* [PROBLEM REQUIREMENTS]
Identify all lines of the data containing the string "approved" and copy them.

* [SOURCE DATA]
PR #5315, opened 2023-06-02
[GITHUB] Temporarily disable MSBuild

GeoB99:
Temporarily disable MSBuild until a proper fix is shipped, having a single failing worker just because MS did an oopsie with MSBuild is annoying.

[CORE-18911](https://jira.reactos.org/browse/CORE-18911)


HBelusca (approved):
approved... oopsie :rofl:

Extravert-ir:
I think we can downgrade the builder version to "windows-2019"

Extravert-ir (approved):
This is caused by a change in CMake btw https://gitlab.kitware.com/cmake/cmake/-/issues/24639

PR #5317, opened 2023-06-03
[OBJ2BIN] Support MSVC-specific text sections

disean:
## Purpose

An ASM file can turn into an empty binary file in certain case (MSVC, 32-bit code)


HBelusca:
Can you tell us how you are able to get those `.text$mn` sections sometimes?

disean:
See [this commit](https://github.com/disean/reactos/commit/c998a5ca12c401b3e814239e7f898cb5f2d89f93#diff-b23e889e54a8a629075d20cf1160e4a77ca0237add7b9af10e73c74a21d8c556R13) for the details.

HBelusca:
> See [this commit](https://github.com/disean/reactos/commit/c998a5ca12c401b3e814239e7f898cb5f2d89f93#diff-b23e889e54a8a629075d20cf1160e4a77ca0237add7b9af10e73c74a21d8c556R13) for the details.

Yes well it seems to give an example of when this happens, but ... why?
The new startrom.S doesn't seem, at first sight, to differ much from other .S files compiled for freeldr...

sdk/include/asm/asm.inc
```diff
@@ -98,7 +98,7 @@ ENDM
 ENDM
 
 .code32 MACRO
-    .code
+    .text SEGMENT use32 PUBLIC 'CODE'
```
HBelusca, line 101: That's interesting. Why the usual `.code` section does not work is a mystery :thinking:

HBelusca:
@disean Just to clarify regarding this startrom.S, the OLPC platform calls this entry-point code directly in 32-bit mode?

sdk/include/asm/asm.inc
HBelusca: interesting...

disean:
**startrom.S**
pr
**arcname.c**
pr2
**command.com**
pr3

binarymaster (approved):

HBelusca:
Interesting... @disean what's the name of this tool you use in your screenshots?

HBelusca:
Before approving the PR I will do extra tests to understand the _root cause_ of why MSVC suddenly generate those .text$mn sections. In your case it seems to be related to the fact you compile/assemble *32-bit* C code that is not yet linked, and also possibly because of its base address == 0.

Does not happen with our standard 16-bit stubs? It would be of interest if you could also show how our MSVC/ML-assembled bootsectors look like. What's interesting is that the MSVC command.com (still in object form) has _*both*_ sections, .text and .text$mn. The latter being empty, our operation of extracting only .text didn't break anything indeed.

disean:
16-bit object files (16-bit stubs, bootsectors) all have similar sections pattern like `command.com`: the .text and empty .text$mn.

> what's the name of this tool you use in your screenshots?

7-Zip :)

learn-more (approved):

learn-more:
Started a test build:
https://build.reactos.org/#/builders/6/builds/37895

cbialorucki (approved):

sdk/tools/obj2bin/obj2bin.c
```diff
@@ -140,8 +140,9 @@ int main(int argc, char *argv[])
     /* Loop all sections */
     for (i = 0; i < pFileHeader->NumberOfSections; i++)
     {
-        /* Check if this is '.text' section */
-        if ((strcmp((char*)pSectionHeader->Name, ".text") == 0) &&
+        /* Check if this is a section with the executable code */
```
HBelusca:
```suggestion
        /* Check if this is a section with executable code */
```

* [YOUR SOLUTION]
HBelusca (approved):
approved... oopsie :rofl:
Extravert-ir (approved):
binarymaster (approved):
learn-more (approved):
cbialorucki (approved):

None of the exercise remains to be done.